[[ PROVIDED INFORMATION, beginning ]]

PR #1203, opened 2023-06-05
build: improve gh param handling

### LINKED ISSUE #960: build: redesign guidelines build to match target folder structure
When building the guidelines locally the resulting folder structure is not identical to the structure in the guidelines repo. Consequently local testing does not work 100%. We should inspect this and maybe move the copy actions executed by the GitHub Action script to be run in the ant build, instead.

bwbohl:
might fix #960


musicEnfanthen:
@bwbohl Can you revisit if this is still needed?

utils/guidelines_xslt/odd2html/config.xsl
```diff
@@ -136,8 +136,8 @@
             <xd:p>The dist folder, in which the final results of the XSLT are stored.</xd:p>
         </xd:desc>
     </xd:doc>
-    <xsl:variable name="dist.folder" select="$cleaned.basedir || 'dist/guidelines/web/'" as="xs:string"/>
-
+    <xsl:variable name="dist.folder" select="$cleaned.basedir || 'dist/guidelines/' || $revision || '/web/'" as="xs:string"/>
```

[[ PROVIDED INFORMATION, end ]]

WHAT YOU WILL DO: Repeat every line of the records above exactly.

WRITTEN SOLUTION:
PR #1203, opened 2023-06-05
build: improve gh param handling

### LINKED ISSUE #960: build: redesign guidelines build to match target folder structure
When building the guidelines locally the resulting folder structure is not identical to the structure in the guidelines repo. Consequently local testing does not work 100%. We should inspect this and maybe move the copy actions executed by the GitHub Action script to be run in the ant build, instead.

bwbohl:
might fix #960


musicEnfanthen:
@bwbohl Can you revisit if this is still needed?

utils/guidelines_xslt/odd2html/config.xsl
```diff
@@ -136,8 +136,8 @@
             <xd:p>The dist folder, in which the final results of the XSLT are stored.</xd:p>
         </xd:desc>
     </xd:doc>
-    <xsl:variable name="dist.folder" select="$cleaned.basedir || 'dist/guidelines/web/'" as="xs:string"/>
-
+    <xsl:variable name="dist.folder" select="$cleaned.basedir || 'dist/guidelines/' || $revision || '/web/'" as="xs:string"/>
```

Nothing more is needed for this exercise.